– Действительно, – сказал я, – он такой прекрасный ребенок, что я хотел бы быть пригодным и знать много, чтобы сделать его большим человеком; но ему недостает одной вещи, чтобы стать таким совершенным и выдающимся.
К этому разговору внимательно прислушивались другие мавры, и отец спросил:
– Чего же ему недостает?
– Того, что лишнее для вашей милости, – ответил я.
– Что же для меня лишнее? – сказал отец.
– Крещение, – ответил я, – потому что оно перестало быть вам нужным.
Он схватил палку, чтобы ударить меня, но в тот же момент я схватил мальчика, чтобы прикрыть себя им. Палка выпала у него из рук, на что все рассмеялись, а у отца смягчился гнев, из-за которого он мог бы ударить палкой собственного сына. Он притворился очень рассерженным, чтобы не уронить себя перед товарищами или солдатами, которые считали его в самом деле великим блюстителем собачьей или турецкой веры, хотя я почувствовал, несмотря на то что очень мало знал его, что он склонен вернуться к католической истине.
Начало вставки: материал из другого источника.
PR #2028, opened 2022-01-18
IBX-1948: Log exceptions from admin-ui

vidarl:
| Question      | Answer
| ------------- | ---
| Tickets       | https://issues.ibexa.co/browse/IBX-1948
| Bug fix?      | yes
| New feature?  | no
| BC breaks?    | no
| Tests pass?   | yes/no
| Doc needed?   | no

Checklist:
- [x] Ready for Code Review

### DIFF
--- a/src/bundle/Resources/config/services/events.yaml
+++ b/src/bundle/Resources/config/services/events.yaml
@@ -3,6 +3,8 @@ services:
         autowire: true
         autoconfigure: true
         public: false
+        bind:
+            string $logLevel: 'error'
 
     EzSystems\EzPlatformAdminUi\EventListener\:
         resource: "../../../lib/EventListener/*"
@@ -38,6 +40,7 @@ services:
             $entrypointLookupCollection: '@webpack_encore.entrypoint_lookup_collection'
         tags:
             - { name: kernel.event_listener, event: kernel.exception }
+            - { name: monolog.logger, channel: ibexa.admin }
 
     EzSystems\EzPlatformAdminUi\EventListener\MenuPermissionsListener:
         tags:
--- a/src/lib/EventListener/AdminExceptionListener.php
+++ b/src/lib/EventListener/AdminExceptionListener.php
@@ -11,6 +11,8 @@ namespace EzSystems\EzPlatformAdminUi\EventListener;
 use eZ\Publish\Core\MVC\Symfony\SiteAccess;
 use EzSystems\EzPlatformAdminUi\Notification\NotificationHandlerInterface;
 use EzSystems\EzPlatformAdminUiBundle\EzPlatformAdminUiBundle;
+use Psr\Log\LoggerAwareInterface;
+use Psr\Log\LoggerAwareTrait;
 use SplFileInfo;
 use Symfony\Component\Filesystem\Filesystem;
 use Symfony\Component\HttpFoundation\Response;
@@ -22,8 +24,10 @@ use Throwable;
 use Twig\Environment;
 use Twig\Error\RuntimeError;
 
-class AdminExceptionListener
+class AdminExceptionListener implements LoggerAwareInterface
 {
+    use LoggerAwareTrait;
+
     /** @var \EzSystems\EzPlatformAdminUi\Notification\NotificationHandlerInterface */
     protected $notificationHandler;
 
@@ -45,6 +49,9 @@ class AdminExceptionListener
     /** @var string */
     protected $kernelEnvironment;
 
+    /** @var \Psr\Log\LogLevel::* */
+    private $logLevel;
+
     /**
      * @param \Twig\Environment $twig
      * @param \EzSystems\EzPlatformAdminUi\Notification\NotificationHandlerInterface $notificationHandler
@@ -53,6 +60,7 @@ class AdminExceptionListener
      * @param array $siteAccessGroups
      * @param string $kernelRootDir
      * @param string $kernelEnvironment
+     * @param \Psr\Log\LogLevel::* $logLevel
      */
     public function __construct(
         Environment $twig,
@@ -61,7 +69,8 @@ class AdminExceptionListener
         EntrypointLookupCollectionInterface $entrypointLookupCollection,
         array $siteAccessGroups,
         string $kernelProjectDir,
-        string $kernelEnvironment
+        string $kernelEnvironment,
+        string $logLevel
     ) {
         $this->twig = $twig;
         $this->notificationHandler = $notificationHandler;
@@ -70,6 +79,7 @@ class AdminExceptionListener
         $this->siteAccessGroups = $siteAccessGroups;
         $this->rootDir = $kernelProjectDir;
         $this->kernelEnvironment = $kernelEnvironment;
+        $this->logLevel = $logLevel;
     }
 
     /**
@@ -99,6 +109,9 @@ class AdminExceptionListener
 
         // map exception to UI notification
         $this->notificationHandler->error(/** @Ignore */ $this->getNotificationMessage($exception));
+        $this->logger->log($this->logLevel, $exception->getMessage(), [
+            'exception' => $exception,
+        ]);
 
         if ($exception instanceof RuntimeError) {
             // If exception is coming from the template where encore already


src/lib/EventListener/AdminExceptionListener.php
```diff
@@ -45,6 +46,9 @@ class AdminExceptionListener
     /** @var string */
     protected $kernelEnvironment;
 
+    /** @var LoggerInterface */
+    protected $loggerInterface;
```
Steveb-p: Use `LoggerAwareTrait` & `LoggerAwareInterface` instead.

This will make it so this service will be automatically injected with the right logger by framework (there is a built-in compiler pass for that).

src/lib/EventListener/AdminExceptionListener.php
```diff
@@ -99,6 +106,7 @@ public function onKernelException(GetResponseForExceptionEvent $event)
 
         // map exception to UI notification
         $this->notificationHandler->error($this->getNotificationMessage($exception));
+        $this->loggerInterface->critical($exception->getMessage());
```
Steveb-p: Add exception object to context, so it can be properly recovered by tools like Sentry or DataDog, when their loggers are added to the chain.
```suggestion
        $this->loggerInterface->critical($exception->getMessage(), [
            'exception' => $e,
        ]);
```

Additionally, I'm not 100% certain that it is a critical level error all the time. In most cases these are reserved for PHP failures, syntax issues, and similar problems when the application straight up fails to launch - and immediate administrative action is required.

```suggestion
        $this->loggerInterface->error($exception->getMessage(), [
            'exception' => $e,
        ]);
```

adamwojs:
@vidarl could you please address @Steveb-p feedback ?

vidarl:
Hi @adamwojs . Yes, sorry about the delay. I'll have a look next week

src/lib/EventListener/AdminExceptionListener.php
vidarl: Fixed but `setLogger` was not called automatically and I didn't find that compiler pass that was supposed to do that. So I had to call `setLogger` explicitly in the service definition ref https://github.com/ezsystems/ezplatform-admin-ui/pull/2028/files#diff-0859788ec9d4b46a3c24ac17d11e648aecab1a297456cf1ae6084ffdef817e15R111-112

src/lib/EventListener/AdminExceptionListener.php
vidarl: I added the exception object to the context as suggested

vidarl: Regarding loglevel please see my comment in the PR description regarding merging
In principle, I agree to that log level should be error. 
However, the monolog config for 2.5 says that only messages with critical and alert levels are sent to the logs.
So if you insist, I can change log level to error but the end result will then still be that admin-ui errors will still not end up in the log in prod out-of-the-box

vidarl: @Steveb-p ^

vidarl:
> @vidarl could you please address @Steveb-p feedback ?

@adamwojs , I have done so, but I have some comments. Please see the unresolved threads.

src/lib/EventListener/AdminExceptionListener.php
```diff
@@ -45,6 +47,8 @@ class AdminExceptionListener
     /** @var string */
     protected $kernelEnvironment;
 
+    use LoggerAwareTrait;
```
adamwojs: Could you please move `use LoggerAwareTrait;` to the beginning of the class ?

src/lib/EventListener/AdminExceptionListener.php
Steveb-p: `setLogger` is called when service is tagged with `monolog.logger`.

https://symfony.com/doc/current/logging.html#using-a-logger-inside-a-service

> If your application uses [service autoconfiguration](https://symfony.com/doc/current/service_container.html#services-autoconfigure), any service whose class implements Psr\Log\LoggerAwareInterface will receive a call to its method setLogger() with the default logger service passed as a service.
>
> If you want to use in your own services a pre-configured logger which uses a specific channel (app by default), you can either [autowire monolog channels](https://symfony.com/doc/current/logging/channels_handlers.html#monolog-autowire-channels) or use the monolog.logger tag with the channel property as explained in the [Dependency Injection reference](https://symfony.com/doc/current/reference/dic_tags.html#dic_tags-monolog).

src/lib/EventListener/AdminExceptionListener.php
Steveb-p: @vidarl I would therefore propose a different approach, one that is present in the `Symfony\Component\HttpKernel\EventListener\ErrorListener::logKernelException`. 

Instead of hard coding a log level, we can control it using any sort of logic. Even the basic property with log level injected via constructor would do - although a full blown class map as done in Symfony default listener would be neat.

And by the way, the whole reason we even need to do this logging is because our listener is on the same priority as default, aforementioned `Symfony\Component\HttpKernel\EventListener\ErrorListener::logKernelException`. If it were lower, then we could simply re-use default Symfony listener for logging and adjust the class map as needed.

_EDIT: This means that since we `stopPropagation` of the event (as we handle the response), this means that default logging listener is not reached._

See excerpt from `debug:event` with `kernel.exception`.

```shell
php bin/console debug:event kernel.exception

Registered Listeners for "kernel.exception" Event
=================================================

 ------- --------------------------------------------------------------------------------------------------------- ---------- 
  Order   Callable                                                                                                  Priority  
 ------- --------------------------------------------------------------------------------------------------------- ---------- 
  #1      BabDev\PagerfantaBundle\EventListener\ConvertNotValidMaxPerPageToNotFoundListener::onKernelException()    512       
  #2      BabDev\PagerfantaBundle\EventListener\ConvertNotValidCurrentPageToNotFoundListener::onKernelException()   512       
  #3      Ibexa\Workflow\Event\Subscriber\VersionLockedExceptionListener::onVersionLocked()                         255       
  #4      Ibexa\Personalization\Event\Listener\InvalidInstallationKeyListener::onInvalidInstallationKey()           255       
  #5      Ibexa\Bundle\Rest\EventListener\ResponseListener::onKernelExceptionView()                                 20        
  #6      Ibexa\Bundle\Core\EventListener\ExceptionListener::onKernelException()                                    10        
  #7      Ibexa\HttpCache\EventSubscriber\HiddenLocationExceptionSubscriber::tagHiddenLocationExceptionResponse()   10        
  #8      Ibexa\PageBuilder\Event\Subscriber\ExceptionSubscriber::onKernelException()                               10        
  #9      Symfony\WebpackEncoreBundle\EventListener\ExceptionListener::onKernelException()                          0         
  #10     Ibexa\AdminUi\EventListener\AdminExceptionListener::onKernelException()                                   0         
  #11     Symfony\Component\HttpKernel\EventListener\ErrorListener::logKernelException()                            0         
  #12     Symfony\Component\HttpKernel\EventListener\ProfilerListener::onKernelException()                          0         
  #13     Symfony\Bundle\SwiftmailerBundle\EventListener\EmailSenderListener::onException()                         0         
  #14     FOS\HttpCacheBundle\EventListener\InvalidationListener::onKernelException()                               0         
  #15     Ibexa\Bundle\Core\EventListener\BackgroundIndexingTerminateListener::reindex()                            0         
  #16     Symfony\Component\HttpKernel\EventListener\RouterListener::onKernelException()                            -64       
  #17     Symfony\Component\HttpKernel\EventListener\ErrorListener::onKernelException()                             -128      
 ------- --------------------------------------------------------------------------------------------------------- ----------
 ```
 
 ```shell
 php bin/console debug:container exception_listener --show-arguments

Information for Service "exception_listener"
============================================

 ---------------- ---------------------------------------------------------- 
  Option           Value                                                     
 ---------------- ---------------------------------------------------------- 
  Service ID       exception_listener                                        
  Class            Symfony\Component\HttpKernel\EventListener\ErrorListener  
  Tags             kernel.event_subscriber                                   
                   monolog.logger (channel: request)                         
                   container.hot_path                                        
                   container.hot_path                                        
  Public           no                                                        
  Synthetic        no                                                        
  Lazy             no                                                        
  Shared           yes                                                       
  Abstract         no                                                        
  Autowired        no                                                        
  Autoconfigured   no                                                        
  Arguments        error_controller                                          
                   Service(monolog.logger.request)                           
                   1                                                         
                   Array (0 element(s))                                      
 ---------------- ----------------------------------------------------------
 ```

Comment (vidarl) [reply src/lib/EventListener/AdminExceptionListener.php]: @Steveb-p 
The purpose of the mapping done in `Symfony\Component\HttpKernel\EventListener\ErrorListener::logKernelException` is to have some logic so that some exceptions (decided by classname of the exception) are logged with log level X while others are logged with log level Y. I am not sure that is what we need in this use case

> Instead of hard coding a log level, we can control it using any sort of logic. Even the basic property with log level injected via constructor would do

So, I inject for instance "$logLevel" as parameter in the constructor, then we [bind](https://symfony.com/blog/new-in-symfony-3-4-local-service-binding) that value to "critical" in 2.5, but "error" in 3.x and later. Is this what you mean ?

Comment (vidarl) [reply src/lib/EventListener/AdminExceptionListener.php]: @Steveb-p  : still waiting for feedback on the question above.

Anyway, now that 2.5 is no longer maintained, I have rebased this to 2.3 ( Ibexa DXP 3.3 ).
As mentioned I think default log level should be error in 3.3 ( vs critical in 2.5 ).

But if you still want, we can make some logic around that as soon as you clarify my question asked in https://github.com/ezsystems/ezplatform-admin-ui/pull/2028#discussion_r864796618

File: src/lib/EventListener/AdminExceptionListener.php (hunk 3 above)
Comment (vidarl) [reply src/lib/EventListener/AdminExceptionListener.php]: Done in 9927157fd14c028217cf764721d030303003f378

File: src/lib/EventListener/AdminExceptionListener.php (hunk 2 above)
Comment (Steveb-p) [reply src/lib/EventListener/AdminExceptionListener.php]: Sorry @vidarl, I've missed the original response.

> So, I inject for instance "$logLevel" as parameter in the constructor, then we [bind](https://symfony.com/blog/new-in-symfony-3-4-local-service-binding) that value to "critical" in 2.5, but "error" in 3.x and later. Is this what you mean ?

Pretty much what I'd like to see.

Developers can configure their loggin in multitude of ways. One might treat one error type as critical (and require immediate attention, including notifying the admin in the middle of the night), while another might consider this an error that can be tackled later.

Providing ability to control precisely what is logged and how should be what we strive for. For this reason I'm suggesting passing error level as constructor value (even if it's not configurable via user-friendly configuration) and tagging the service with `monolog.logger` tag with proper channel attribute (so it can be excluded from general application errors).

Comment (vidarl) [reply src/lib/EventListener/AdminExceptionListener.php]: @Steveb-p  : Fixed in https://github.com/ezsystems/ezplatform-admin-ui/pull/2028/commits/c2932886c24944b0fbaf196d1e15d7d51db8d557

ok ?

File: src/lib/EventListener/AdminExceptionListener.php [hunk 4]
```diff
@@ -49,6 +49,9 @@ class AdminExceptionListener implements LoggerAwareInterface
     /** @var string */
     protected $kernelEnvironment;
 
+    /** @var mixed */
```
Steveb-p: I know that PSR does not contain this information in their phpdoc entries, but we should limit these values:

```suggestion
    /** @var \Psr\Log\LogLevel::* */
```

Indicating that we expect these values to be one of the constants defined in that class (which is true).

vidarl: Fixed in https://github.com/ezsystems/ezplatform-admin-ui/pull/2028/commits/7b852c64c76ed70521190e238b475459f36767fc

davidsayre:
Hi, How do I get this commit into my DXP build? I really need the admin UI to log errors becuase it's very difficult to troubleshoot.
Please review this commit and if passed/ merge.

src/lib/EventListener/AdminExceptionListener.php
```diff
@@ -61,7 +69,8 @@ public function __construct(
         EntrypointLookupCollectionInterface $entrypointLookupCollection,
         array $siteAccessGroups,
         string $kernelProjectDir,
-        string $kernelEnvironment
+        string $kernelEnvironment,
+        $logLevel
```
Steveb-p:
```suggestion
        string $logLevel
```

src/lib/EventListener/AdminExceptionListener.php
```diff
@@ -45,6 +49,9 @@ class AdminExceptionListener
     /** @var string */
     protected $kernelEnvironment;
 
+    /** @var \Psr\Log\LogLevel::* */
+    protected $logLevel;
```
Steveb-p: Already exposed in constructor (as an argument). We don't expect extending classes (if any) to access it.
```suggestion
    private $logLevel;
```

src/bundle/Resources/config/services/events.yaml
```diff
@@ -38,6 +40,7 @@ services:
             $entrypointLookupCollection: '@webpack_encore.entrypoint_lookup_collection'
         tags:
             - { name: kernel.event_listener, event: kernel.exception }
+            - { name: monolog.logger}
```
Steveb-p:
```suggestion
            - { name: monolog.logger, channel: ibexa.admin }
```

src/bundle/Resources/config/services/events.yaml
```diff
@@ -3,6 +3,8 @@ services:
         autowire: true
         autoconfigure: true
         public: false
+        bind:
+            $logLevel: 'error'
```
Steveb-p: That is a kinda risky bind. We may want different services to use different errors in different circumstances. It would be better to inject it directly into the relevant service.

Or, in lieu of that and in light of another one of my comments:
```suggestion
            string $logLevel: 'error'
```

Steveb-p:
> Hi, How do I get this commit into my DXP build? I really need the admin UI to log errors becuase it's very difficult to troubleshoot. Please review this commit and if passed/ merge.

@davidsayre Sorry, it kinda went under the radar.

As a workaround, you can create a service in your project, and make it listen to `kernel.exception` events, with priority higher than this listener (which is currently `0` priority, so at minimum `1`). Then [follow normal Symfony rules for injecting logger](https://symfony.com/doc/5.4/logging.html#using-a-logger-inside-a-service) and log the error in the same fashion as is done here.

vidarl:
Everything is resolved. Ready for merge now ? @Steveb-p

Steveb-p (approved):

ViniTou (approved):

webhdx (approved):

adamwojs (approved):

tomaszszopinski (approved):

– Ради чего, по-вашему, – сказал он, – я прибыл из Испании в Алжир, как не для того, чтобы опустошать все эти берега, как я делал всегда, когда мог? И я буду причинять гораздо больше зла, чем причинял до сих пор.
Так как думали, что он рассержен, то хотели отправить меня на весла, но он сказал:
– Оставьте его, потому что каждый обязан заступаться за свою религию; и, будучи турком, он поступил бы точно так же, как поступает теперь.
– Да, поступил бы, – сказал я, – но не будучи мавром.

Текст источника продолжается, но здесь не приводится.